Exercise => Repeat the data precisely as given.
*** Given data Section Begins ***
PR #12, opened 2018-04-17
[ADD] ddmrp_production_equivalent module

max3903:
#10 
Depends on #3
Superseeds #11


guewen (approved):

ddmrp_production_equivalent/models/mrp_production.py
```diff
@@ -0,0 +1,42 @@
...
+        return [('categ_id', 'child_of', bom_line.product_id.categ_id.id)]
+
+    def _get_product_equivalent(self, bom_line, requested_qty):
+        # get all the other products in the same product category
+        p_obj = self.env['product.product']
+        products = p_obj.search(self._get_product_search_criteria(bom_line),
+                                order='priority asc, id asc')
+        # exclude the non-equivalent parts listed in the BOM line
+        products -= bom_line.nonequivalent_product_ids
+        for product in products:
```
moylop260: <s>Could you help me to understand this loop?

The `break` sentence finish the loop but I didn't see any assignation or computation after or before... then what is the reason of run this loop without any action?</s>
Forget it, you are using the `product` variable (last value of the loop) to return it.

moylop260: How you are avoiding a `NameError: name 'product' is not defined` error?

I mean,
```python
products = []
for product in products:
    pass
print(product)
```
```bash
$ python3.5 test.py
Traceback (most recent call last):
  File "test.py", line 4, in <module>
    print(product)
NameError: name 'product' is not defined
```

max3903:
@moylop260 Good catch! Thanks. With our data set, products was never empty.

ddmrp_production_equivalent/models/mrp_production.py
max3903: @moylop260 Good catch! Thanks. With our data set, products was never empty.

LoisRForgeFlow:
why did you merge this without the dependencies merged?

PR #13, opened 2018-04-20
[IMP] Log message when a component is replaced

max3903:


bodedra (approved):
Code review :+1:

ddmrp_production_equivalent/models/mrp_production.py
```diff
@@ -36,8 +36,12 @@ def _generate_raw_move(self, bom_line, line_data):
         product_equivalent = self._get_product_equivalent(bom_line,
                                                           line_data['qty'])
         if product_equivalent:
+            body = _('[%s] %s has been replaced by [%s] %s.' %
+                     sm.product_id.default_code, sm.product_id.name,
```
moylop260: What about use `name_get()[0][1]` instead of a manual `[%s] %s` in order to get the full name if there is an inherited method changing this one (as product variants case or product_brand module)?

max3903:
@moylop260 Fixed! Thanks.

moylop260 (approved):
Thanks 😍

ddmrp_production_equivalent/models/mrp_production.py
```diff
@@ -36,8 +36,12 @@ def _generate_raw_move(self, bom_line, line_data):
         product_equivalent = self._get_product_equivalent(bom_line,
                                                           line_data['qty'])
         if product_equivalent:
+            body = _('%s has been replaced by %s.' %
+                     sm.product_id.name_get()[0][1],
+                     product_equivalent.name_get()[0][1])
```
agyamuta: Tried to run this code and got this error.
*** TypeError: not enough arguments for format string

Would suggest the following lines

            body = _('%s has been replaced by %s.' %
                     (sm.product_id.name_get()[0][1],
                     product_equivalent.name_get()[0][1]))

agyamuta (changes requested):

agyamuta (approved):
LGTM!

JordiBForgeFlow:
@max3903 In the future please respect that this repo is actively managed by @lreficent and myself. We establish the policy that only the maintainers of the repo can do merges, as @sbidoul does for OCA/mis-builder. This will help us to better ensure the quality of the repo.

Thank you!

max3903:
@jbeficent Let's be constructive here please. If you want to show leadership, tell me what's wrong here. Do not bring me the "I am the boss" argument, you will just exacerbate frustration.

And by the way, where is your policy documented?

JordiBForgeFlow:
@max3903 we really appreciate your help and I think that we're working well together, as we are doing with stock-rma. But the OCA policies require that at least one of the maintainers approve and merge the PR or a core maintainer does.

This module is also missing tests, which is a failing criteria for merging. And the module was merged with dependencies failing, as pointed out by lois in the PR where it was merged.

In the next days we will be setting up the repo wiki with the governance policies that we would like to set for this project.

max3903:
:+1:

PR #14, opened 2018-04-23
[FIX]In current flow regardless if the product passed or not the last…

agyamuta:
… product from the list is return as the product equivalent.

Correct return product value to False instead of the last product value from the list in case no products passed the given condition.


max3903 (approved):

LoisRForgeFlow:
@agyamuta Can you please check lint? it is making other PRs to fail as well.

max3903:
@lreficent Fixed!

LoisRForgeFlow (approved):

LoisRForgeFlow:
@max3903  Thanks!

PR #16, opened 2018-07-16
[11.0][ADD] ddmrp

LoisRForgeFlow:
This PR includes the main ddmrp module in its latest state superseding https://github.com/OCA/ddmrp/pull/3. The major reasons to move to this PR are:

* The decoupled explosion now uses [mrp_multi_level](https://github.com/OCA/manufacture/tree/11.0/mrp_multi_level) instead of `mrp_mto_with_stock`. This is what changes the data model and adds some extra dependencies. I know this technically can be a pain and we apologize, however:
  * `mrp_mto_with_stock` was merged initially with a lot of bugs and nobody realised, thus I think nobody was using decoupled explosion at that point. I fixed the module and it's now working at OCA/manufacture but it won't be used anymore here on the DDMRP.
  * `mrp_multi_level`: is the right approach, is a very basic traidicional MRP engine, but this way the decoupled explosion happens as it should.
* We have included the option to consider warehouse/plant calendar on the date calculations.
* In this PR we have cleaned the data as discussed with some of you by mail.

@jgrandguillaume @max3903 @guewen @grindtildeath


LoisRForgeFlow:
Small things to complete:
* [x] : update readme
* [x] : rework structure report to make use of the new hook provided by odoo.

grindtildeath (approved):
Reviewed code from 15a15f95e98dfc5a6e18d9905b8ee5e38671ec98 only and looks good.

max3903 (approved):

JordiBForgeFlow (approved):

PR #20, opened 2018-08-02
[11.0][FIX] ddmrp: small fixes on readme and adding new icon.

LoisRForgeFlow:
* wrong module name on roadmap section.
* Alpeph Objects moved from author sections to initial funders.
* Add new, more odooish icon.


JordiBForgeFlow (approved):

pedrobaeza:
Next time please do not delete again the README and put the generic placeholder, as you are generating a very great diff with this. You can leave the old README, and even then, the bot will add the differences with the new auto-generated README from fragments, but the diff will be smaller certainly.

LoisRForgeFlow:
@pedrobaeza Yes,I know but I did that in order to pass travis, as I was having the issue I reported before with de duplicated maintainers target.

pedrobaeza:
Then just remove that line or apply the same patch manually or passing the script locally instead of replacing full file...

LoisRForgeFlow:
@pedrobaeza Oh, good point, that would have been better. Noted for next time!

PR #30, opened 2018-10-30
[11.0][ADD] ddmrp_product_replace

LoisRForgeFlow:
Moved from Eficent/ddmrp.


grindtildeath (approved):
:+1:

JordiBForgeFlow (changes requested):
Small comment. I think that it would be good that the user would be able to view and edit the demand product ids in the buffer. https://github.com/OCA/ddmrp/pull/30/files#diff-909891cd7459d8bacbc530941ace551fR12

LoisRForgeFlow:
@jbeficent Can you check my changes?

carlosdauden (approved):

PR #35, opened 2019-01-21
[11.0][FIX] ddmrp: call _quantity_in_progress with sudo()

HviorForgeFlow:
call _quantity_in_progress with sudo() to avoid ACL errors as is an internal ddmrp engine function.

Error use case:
*** Given data Section Ends ***
Answer to the exercise =>
PR #12, opened 2018-04-17
[ADD] ddmrp_production_equivalent module

max3903:
#10 
Depends on #3
Superseeds #11


guewen (approved):

ddmrp_production_equivalent/models/mrp_production.py
```diff
@@ -0,0 +1,42 @@
...
+        return [('categ_id', 'child_of', bom_line.product_id.categ_id.id)]
+
+    def _get_product_equivalent(self, bom_line, requested_qty):
+        # get all the other products in the same product category
+        p_obj = self.env['product.product']
+        products = p_obj.search(self._get_product_search_criteria(bom_line),
+                                order='priority asc, id asc')
+        # exclude the non-equivalent parts listed in the BOM line
+        products -= bom_line.nonequivalent_product_ids
+        for product in products:
```
moylop260: <s>Could you help me to understand this loop?

The `break` sentence finish the loop but I didn't see any assignation or computation after or before... then what is the reason of run this loop without any action?</s>
Forget it, you are using the `product` variable (last value of the loop) to return it.

moylop260: How you are avoiding a `NameError: name 'product' is not defined` error?

I mean,
```python
products = []
for product in products:
    pass
print(product)
```
```bash
$ python3.5 test.py
Traceback (most recent call last):
  File "test.py", line 4, in <module>
    print(product)
NameError: name 'product' is not defined
```

max3903:
@moylop260 Good catch! Thanks. With our data set, products was never empty.

ddmrp_production_equivalent/models/mrp_production.py
max3903: @moylop260 Good catch! Thanks. With our data set, products was never empty.

LoisRForgeFlow:
why did you merge this without the dependencies merged?

PR #13, opened 2018-04-20
[IMP] Log message when a component is replaced

max3903:


bodedra (approved):
Code review :+1:

ddmrp_production_equivalent/models/mrp_production.py
```diff
@@ -36,8 +36,12 @@ def _generate_raw_move(self, bom_line, line_data):
         product_equivalent = self._get_product_equivalent(bom_line,
                                                           line_data['qty'])
         if product_equivalent:
+            body = _('[%s] %s has been replaced by [%s] %s.' %
+                     sm.product_id.default_code, sm.product_id.name,
```
moylop260: What about use `name_get()[0][1]` instead of a manual `[%s] %s` in order to get the full name if there is an inherited method changing this one (as product variants case or product_brand module)?

max3903:
@moylop260 Fixed! Thanks.

moylop260 (approved):
Thanks 😍

ddmrp_production_equivalent/models/mrp_production.py
```diff
@@ -36,8 +36,12 @@ def _generate_raw_move(self, bom_line, line_data):
         product_equivalent = self._get_product_equivalent(bom_line,
                                                           line_data['qty'])
         if product_equivalent:
+            body = _('%s has been replaced by %s.' %
+                     sm.product_id.name_get()[0][1],
+                     product_equivalent.name_get()[0][1])
```
agyamuta: Tried to run this code and got this error.
*** TypeError: not enough arguments for format string

Would suggest the following lines

            body = _('%s has been replaced by %s.' %
                     (sm.product_id.name_get()[0][1],
                     product_equivalent.name_get()[0][1]))

agyamuta (changes requested):

agyamuta (approved):
LGTM!

JordiBForgeFlow:
@max3903 In the future please respect that this repo is actively managed by @lreficent and myself. We establish the policy that only the maintainers of the repo can do merges, as @sbidoul does for OCA/mis-builder. This will help us to better ensure the quality of the repo.

Thank you!

max3903:
@jbeficent Let's be constructive here please. If you want to show leadership, tell me what's wrong here. Do not bring me the "I am the boss" argument, you will just exacerbate frustration.

And by the way, where is your policy documented?

JordiBForgeFlow:
@max3903 we really appreciate your help and I think that we're working well together, as we are doing with stock-rma. But the OCA policies require that at least one of the maintainers approve and merge the PR or a core maintainer does.

This module is also missing tests, which is a failing criteria for merging. And the module was merged with dependencies failing, as pointed out by lois in the PR where it was merged.

In the next days we will be setting up the repo wiki with the governance policies that we would like to set for this project.

max3903:
:+1:

PR #14, opened 2018-04-23
[FIX]In current flow regardless if the product passed or not the last…

agyamuta:
… product from the list is return as the product equivalent.

Correct return product value to False instead of the last product value from the list in case no products passed the given condition.


max3903 (approved):

LoisRForgeFlow:
@agyamuta Can you please check lint? it is making other PRs to fail as well.

max3903:
@lreficent Fixed!

LoisRForgeFlow (approved):

LoisRForgeFlow:
@max3903  Thanks!

PR #16, opened 2018-07-16
[11.0][ADD] ddmrp

LoisRForgeFlow:
This PR includes the main ddmrp module in its latest state superseding https://github.com/OCA/ddmrp/pull/3. The major reasons to move to this PR are:

* The decoupled explosion now uses [mrp_multi_level](https://github.com/OCA/manufacture/tree/11.0/mrp_multi_level) instead of `mrp_mto_with_stock`. This is what changes the data model and adds some extra dependencies. I know this technically can be a pain and we apologize, however:
  * `mrp_mto_with_stock` was merged initially with a lot of bugs and nobody realised, thus I think nobody was using decoupled explosion at that point. I fixed the module and it's now working at OCA/manufacture but it won't be used anymore here on the DDMRP.
  * `mrp_multi_level`: is the right approach, is a very basic traidicional MRP engine, but this way the decoupled explosion happens as it should.
* We have included the option to consider warehouse/plant calendar on the date calculations.
* In this PR we have cleaned the data as discussed with some of you by mail.

@jgrandguillaume @max3903 @guewen @grindtildeath


LoisRForgeFlow:
Small things to complete:
* [x] : update readme
* [x] : rework structure report to make use of the new hook provided by odoo.

grindtildeath (approved):
Reviewed code from 15a15f95e98dfc5a6e18d9905b8ee5e38671ec98 only and looks good.

max3903 (approved):

JordiBForgeFlow (approved):

PR #20, opened 2018-08-02
[11.0][FIX] ddmrp: small fixes on readme and adding new icon.

LoisRForgeFlow:
* wrong module name on roadmap section.
* Alpeph Objects moved from author sections to initial funders.
* Add new, more odooish icon.


JordiBForgeFlow (approved):

pedrobaeza:
Next time please do not delete again the README and put the generic placeholder, as you are generating a very great diff with this. You can leave the old README, and even then, the bot will add the differences with the new auto-generated README from fragments, but the diff will be smaller certainly.

LoisRForgeFlow:
@pedrobaeza Yes,I know but I did that in order to pass travis, as I was having the issue I reported before with de duplicated maintainers target.

pedrobaeza:
Then just remove that line or apply the same patch manually or passing the script locally instead of replacing full file...

LoisRForgeFlow:
@pedrobaeza Oh, good point, that would have been better. Noted for next time!

PR #30, opened 2018-10-30
[11.0][ADD] ddmrp_product_replace

LoisRForgeFlow:
Moved from Eficent/ddmrp.


grindtildeath (approved):
:+1:

JordiBForgeFlow (changes requested):
Small comment. I think that it would be good that the user would be able to view and edit the demand product ids in the buffer. https://github.com/OCA/ddmrp/pull/30/files#diff-909891cd7459d8bacbc530941ace551fR12

LoisRForgeFlow:
@jbeficent Can you check my changes?

carlosdauden (approved):

PR #35, opened 2019-01-21
[11.0][FIX] ddmrp: call _quantity_in_progress with sudo()

HviorForgeFlow:
call _quantity_in_progress with sudo() to avoid ACL errors as is an internal ddmrp engine function.

Error use case:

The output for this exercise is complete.